Dentre os principais objetivos da adoção das celas especiais para LGBTs
está garantir a segurança ou, ao menos, minimizar a chance de violência para
essa população. A medida, porém, não é consenso entre os especialistas.
As alas especiais funcionam em Minas Gerais, Rio Grande do Sul, Paraíba
e Mato Grosso. Em São Paulo, onde vive 40% da população prisional brasileira,
não há política oficial de separação dos LGBTs dos demais.
“Não existe a tentativa de criar a
aparência de uma política penitenciária pró-direitos humanos, em razão de
qualquer concessão a essas demandas serem vistas como um amolecimento do rigor
da justiça”, critica o antropólogo Marcio Zamboni, que é crítico à segregação.

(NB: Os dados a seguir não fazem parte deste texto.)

PR #1086, opened 2023-07-23
Playground Improvements

anubra266:
- [x] Add responsive mode
CleanShot 2023-07-24 at 09 35 20@2x
CleanShot 2023-07-24 at 00 24 42@2x

- [x] Improve Errors
CleanShot 2023-07-24 at 11 40 24@2x
CleanShot 2023-07-24 at 11 41 41@2x

- [x] Fix segmented control checked state ui
- [x] Fix color mode switch size shift
- [x] Automatically copy URI after saving playground, and show toast feedback


playground/panda.config.ts
```diff
@@ -39,12 +39,27 @@ export default defineConfig({
...
         },
       },
       recipes,
     },
   },
+  staticCss: {
+    css: [
+      {
+        properties: {
+          cursor: ['ew-resize', 'ns-resize', 'nwse-resize', 'nesw-resize'],
```
astahmer, line 58: not sure this is needed since they are used in the `playground/src/components/Preview/responsive-border.ts` file

astahmer (approved):
insane work ! the responsive view is a really cool feature, well played

playground/panda.config.ts
anubra266: @astahmer It's for the `playground/src/hooks/useResponsiveView.ts` file.
When we're resizing, we change the body cursor. Show it shows that we're resizing.

CleanShot 2023-07-24 at 09 45 54@2x

astahmer: Screenshot 2023-07-24 at 10 49 30
yes but they are used here so panda should be able to extract them already, no ?

anubra266: You're right @astahmer

Issue #1082, opened 2023-07-22
Patterns not working properly when being extended inside a component


omarkhatibco:
### Description

Maybe the title is not the best but let's have some example here.

so I used the `Circle` pattern to make a skeleton component that accept the same props expect it has extra bgColor

now the code of the component look like this 

```ts
import { forwardRef } from 'react';
import { Circle, CircleProps } from '../styled-system/jsx';

export const SkeletonCircle = forwardRef<HTMLDivElement, CircleProps>(
  (props, ref) => {
    return <Circle ref={ref} bgColor='surface.container.highest' {...props} />;
  },
);
```

now when I use the component inside my code like this 

```ts
  <SkeletonCircle size='100px' />
```

now the styles for the this component is unfortunately is not generated specifically `width` & `height`

### Link to Reproduction

[...]

PR #1097, opened 2023-07-24
refactor(core): patterns/recipes + add pattern.jsx

astahmer:
related to: https://github.com/chakra-ui/panda/issues/1082#issuecomment-1647554213

## 📝 Description

refactor(core): patterns/recipes + add pattern.jsx

yes

changed `recipe.name` to -> `recipe.className`
changed `pattern.jsx` to -> `pattern.jsxName`,  added `pattern.jsx` (just like `recipe.jsx`)


thetiby:
@astahmer Thank you for the fixes, improvements and features! 

This is something most likely already on your list, but just to make sure: will pattern have both `jsx` and `jsxName` as options? Or will it have only `jsxName` which was initially named `jsx`, but it was just renamed?

astahmer:
@thetiby 

yes patterns will have both `jsx` (same as recipe.jsx, list of custom components using that pattern) and jsxName (exported component name)

packages/core/src/recipes.ts
```diff
@@ -73,9 +77,14 @@ export class Recipes {
       match,
       config: recipe,
       splitProps: (props) => {
-        return splitProps(props, variantKeys) as [Dict, Dict]
+        const [recipeProps, styleProps] = splitProps(props, variantKeys) as [Dict, Dict]
+        // omit other's recipe variant keys from the style props
+        return [recipeProps, omit(styleProps, Array.from(sharedState.variantKeys))]
```
segunadebayo, line 82: I’m not sure I understand the reasoning behind this. Feels like this might have some unintended effects

PR #1116, opened 2023-07-27
Preset: update conditions in base preset

anubra266:
update conditions in base preset


playground/src/hooks/usePanda.ts
```diff
@@ -8,17 +8,19 @@ import { createHooks } from 'hookable'
 import { useMemo } from 'react'
 import { getResolvedConfig } from '@/src/lib/resolve-config'
 import { merge } from 'merge-anything'
+import { Config, Preset } from '@pandacss/types'
+import { RecipeRule } from '@pandacss/types/dist/static-css'
```
segunadebayo, line 12: This import feels weird. Could you update it?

“Cria-se um efeito simbólico negativo com a falsa sensação da existência de um
privilégio para as pessoas LGBT”, diz.
Andrey Lemos, presidente da União Nacional de Lésbicas, Gays,
Bissexuais, Travestis e Transexuais (UNALGBT), vê o sistema penitenciário
brasileiro, de forma geral, como um antro de violações de direitos. “Penso que
as travestis e mulheres trans, ao cometerem algum crime, devem ser acolhidas
nas alas femininas, de acordo com a sua identidade de gênero”, afirma,
ressaltando que, ao mesmo tempo, uma equipe multidisciplinar deveria avaliar
casos específicos de encaminhamento para celas especiais.
Em Minas Gerais, a ala LGBT do presídio de Vespasiano participou de uma iniciativa
jornalística que objetiva dar voz a essa população. Trata-se da revista A
Estrela, editada pelos jornalistas Natália Martino e Leo Drummond, da agência
Nitro.
No texto 'Mutação' da
revista A Estrela, as mudanças de aparência no processo de revelação
homossexual dentro das alas LGBT (Foto: A Estrela)
Entre os relatos em primeira pessoa, está o de Luis Gustavo dos
Santos sobre sua vivência em uma prisão masculina em 2000. Lá, compartilhava a
cela com outros dois homossexuais, onde eram submetidos a abusos diários.
“Percebi que
depois do jantar, um deles entrou no banheiro e os presos fizeram uma fila. Um
após o outro, entravam para se saciar. Os homossexuais tinham que servir a
todos que quisessem, sem camisinha. Também eram os únicos que não tinham copos
e precisavam beber água em uma garrafa descartável cortada, porque os outros
presos tinham nojo deles”, relata.
Ele evidencia a
importância da ala especial em sua vida: “Após anos de carnificina, em 2006,
essa cadeia foi fechada. Mas até isso acontecer, tive que criar um personagem
para sobreviver. Por isso, criar alas homossexuais em presídios é tão
importante. É pela sobrevivência”.
O
encarceramento da população LGBT nos Estados Unidos nos permite traçar
paralelos com o Brasil. Segundo o relatório "Coming Out Concrete
Closets", de 2015, da organização Black & Pink, “as violências física
e sexual ocorrem em maior proporção dentro da população LGBT”.
Dos 1200 presos
ouvidos, todos relataram experiências de violência sexual, realizadas por
outros encarcerados e funcionários. Ao menos 76% experimentaram situações de
risco de violência dentro de suas próprias celas, devido à superlotação. Os EUA
mantém a maior população carcerária do mundo, com mais de 2 milhões de presos.